I have been hunting deer with shotgun and muzzle loader yearly and have always been successful in harvesting does which was fine with me because I mainly hunt for the meat. 
This year my buddy has turned me on to bow hunting and I am not sure if my ticker will hold out. I scared off the first buck of the season a few weeks ago by being too anxious, my camo coat stuck on the tree bark and made a velcro like sound as I leaned forward to try to catch a better peak at the deer.

The next week I had a beautiful ten point buck walk right in front of me. He was forty yards out and I picked my only clearing and waited. When he entered the lane, I tried to mouth grunt to get him to stop but found that my mouth was so dry from breathing hard that I could only manage a faint pre pubescent type sound that I had never heard myself make before. The buck never stopped cruising and eventually trailed off into oblivion.

So today I get back out and right after dawn I see the same ten point buck making his way from my left. He slowly moves closer and closer and it was only a matter of yards until I could let an arrow fly, when suddenly he quartered away facing the bean field behind me. Then he took off on a mad dash back the way he had came, and I saw that a doe was sneaking behind me and he had caught her. She was off to the races with him following.

I know that this is all part of hunting, and in a weird way this is what makes it fun. I am hooked on bow hunting. I tease my buddy and tell him that I would of been better off if he had got me started on crack instead of bow hunting....lol

Just wanted to share some of my first trials of bow hunting. Hope you are all having a good season as well.


----------



## postalhunter1 (Jun 5, 2010)

Welcome to the madness!! There are some things you should know, and it seems that you have already learned. This sport has an awfully low success rate. I have been missing deer with a bow for years. I have every excuse ever created. Equipment failure, bad weather, other hunters, unknown yardage, buck fever, doe fever, yearling fever, wrong release, dropped my shooting arm too fast, I was asleep, I was peeing, I was eating lunch, I was playing on the iPhone, I was day dreaming. I hope this makes you feel better!! You will get it, persistence & patience. 

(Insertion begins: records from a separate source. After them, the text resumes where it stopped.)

PR #395, opened 2018-01-09
MBL-327 - Password reset for mobile 

lorenjohnson:


test/unit/controllers/SessionController.test.js
```diff
@@ -138,6 +139,19 @@ describe('SessionController', function () {
       })
     })
 
+    it('logs a user in and redirects (API/POST request)', () => {
```
robbiecarlton: I think this test is saying it "Doesn't" redirect

PR #396, opened 2018-01-11
Enable creating a community in a network WEB-381

robbiecarlton:


api/graphql/mutations/community.js
```diff
@@ -67,8 +67,14 @@ export function regenerateAccessCode (userId, communityId) {
   })
 }
 
-export function createCommunity (userId, data) {
-  return Community.create(userId, data)
```
razorman8669: It seems the old behavior was to return the community membership tuple, but it looks like you changed the behavior to only return the membership.  Is that going to break existing functionality?

robbiecarlton: pretty sure the old behavior was just to return the membership. See line 72 + 73 below

PR #399, opened 2018-01-31
Web 351: create topic

richchurcher:
As discussed, the last use of `tags` prior to its unlamented demise.

Note the changes to `Tag.find` may or may not need to be echoed in your topics rework, depending on whether or not you're finding topics by id. The old system guaranteed tags would never start with a number, but we are no longer using that regex so it's theoretically possible for someone to use a big number as a topic, which the old code tried to convert silently to a database id. Using named properties just makes it explicit.

This also upgrades Mocha, Chai, and the various Chai plugins to their latest versions.


api/models/Tag.js
```diff
@@ -146,23 +133,43 @@ module.exports = bookshelf.Model.extend({
...
+  find: function ({ id, name }, options) {
+    if (id) {
+      return Tag.where({ id }).fetch(options)
+    }
+    if (name) {
+      return Tag.query(qb => qb.whereRaw('lower(name) = lower(?)', name))
+        .fetch(options)
     }
-    return Tag.where({id: id}).fetch(options)
+    return Promise.resolve(null)
```
razorman8669: sure you wanna return resolve with null?  any repercussions?

richchurcher: That was the existing behaviour, so I didn't wanna mess with it. In this case I think it will simply go away when Robbie dumps the table :smile:

richchurcher:
@robbiecarlton this one's probably ready for a look :smile:

api/graphql/mutations/topic.js
```diff
@@ -1,4 +1,34 @@
-export function subscribe (userId, topicId, communityId, isSubscribing) {
-  return TagFollow.subscribe(topicId, userId, communityId, isSubscribing)
-  .then(() => ({success: true}))
+import { sanitize } from 'hylo-utils/text'
+
+export async function topicMutationPermissionCheck (userId, communityId) {
```
robbiecarlton: just a note that some mutations use `userId` here and others use an `authZ` object which is
```
{
  userId,
  isAdmin
}
```
Not saying you need to switch for this PR. But at some point we should standardize that.

api/graphql/mutations/topic.js
```diff
@@ -1,4 +1,34 @@
...
+
+export async function createTopic (userId, topicName, communityId) {
+  await topicMutationPermissionCheck(userId, communityId)
+  const name = sanitize(topicName)
+  const invalidReason = Tag.validate(name)
+  if (invalidReason) {
+    throw new Error(invalidReason)
+  }
+
+  const topic = await Tag.findOrCreate(name)
```
robbiecarlton: the variable naming makes me a little queasy. But I think the best change will be to rename Tag to Topic, which is obv outside of the scope of this ticket.
I was working on a branch that had that change, but have abandoned it as it was going down a wrong path.

api/models/Tag.js
```diff
@@ -145,23 +132,43 @@ module.exports = bookshelf.Model.extend({
...
   },
 
   tagsInText,
 
-  find: function (id, options) {
-    if (!id) return Promise.resolve(null)
-    if (isNaN(Number(id))) {
-      return Tag.query(qb => qb.whereRaw('lower(name) = lower(?)', id))
-      .fetch(options)
+  find: function ({ id, name }, options) {
```
robbiecarlton: I like this change

Issue #463, opened 2024-10-25
Extend and document join behavior better


hombit:
`Catalog.join` has few usability/documentation issues:

- [ ] Docstring doesn't say that the join type is inner
- [ ] Left join would be useful. Example: join Gaia source catalog (~2B rows) and [Gaia Cepheids] https://github.com/astronomy-commons/lsdb/issues/655(http://vizier.cds.unistra.fr/viz-bin/VizieR-3?-source=I/358/vcep) (15k rows)
- [ ] Outer join could be useful and may also solve #132. Example: join [Gaia Cepheids](http://vizier.cds.unistra.fr/viz-bin/VizieR-3?-source=I/358/vcep) and [Gaia RR Lyr](http://vizier.cds.unistra.fr/viz-bin/VizieR-3?-source=I/358/vrrlyr)
- [ ] https://github.com/astronomy-commons/lsdb/issues/785
- [ ] Right join?

This is originated from LINCC Catalyst / DSFP hack day

nevencaplar:
Closing as we completed all of the subtickets (right join is not implemented)

PR #1208, opened 2026-01-19
Mention inner join in catalog.join docstring

nevencaplar:
Closes first bulletpoint in https://github.com/astronomy-commons/lsdb/issues/463


hombit (approved):
Thanks

PR #1210, opened 2026-01-19
Update map_partitions nb to use collection

### LINKED ISSUE #1117: Update pre-ex nb: map_partitions
On testing this notebook as part of #1114, I found:
  - FileNotFoundError: Failed to read HATS at location `/data3/epyc/data3/hats/catalogs/gaia_dr3`
  - Which, nbd, we can update the catalog_root to the commented-out alternative on the line just above
  - But then I found I kept getting a `FSTimeoutError` later down in the notebook (the `timeit`'d cell where we close the client, then reopen and run `result = unrealized.compute()` to search the whole catalog) - guessing that's due to no longer simply running things on the same file system.

I think my judgement is a little fatigued from looking at documentation for as long as I have. Potentially we could just remove this part? Or readjust the parameters we're feeding to the client?

nevencaplar:
Changed link to use the collection. Reran the notebook, verified that it works. Added few explanations. 

Closes https://github.com/astronomy-commons/lsdb/issues/1117.

### DIFF
--- a/docs/tutorials/pre_executed/map_partitions.ipynb
+++ b/docs/tutorials/pre_executed/map_partitions.ipynb
@@ -52,7 +52,7 @@
   },
   {
    "cell_type": "code",
-   "execution_count": 1,
+   "execution_count": 4,
    "id": "ff803be2-c4c9-4bf8-8fe0-5b7e896d6478",
    "metadata": {},
    "outputs": [],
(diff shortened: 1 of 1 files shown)


olivialynn (approved):
Fantastic, this looks great! Thanks!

God, Family, Hunting......


----------



## Mad-Eye Moody (May 27, 2008)

It's great to be excited by it. When it isn't that way for you anymore, it's time to quit.

Don't take up turkey hunting. It will probably put you over the edge.


----------



## billk (Feb 2, 2008)

Hooked like a rat on crack.


----------



## olwhitee (Apr 10, 2004)

Thanks for the support guys, lol 
I will keep with it and see what this turns out. 

Madeye: I love turkey hunting as well. Guess I am a glutton for punishment.


----------



## Hetfieldinn (May 17, 2004)

Deer hunting is like a box of chocolates................


I still get the shakes when I see a doe that I think is going to come within shooting range. If I ever stop getting that excited, I'll give it up.


----------



## FISHIN 2 (Jun 22, 2005)

Hetfieldinn said:


> Deer hunting is like a box of chocolates................
> 
> 
> I still get the shakes when I see a doe that I think is going to come within shooting range. If I ever stop getting that excited, I'll give it up.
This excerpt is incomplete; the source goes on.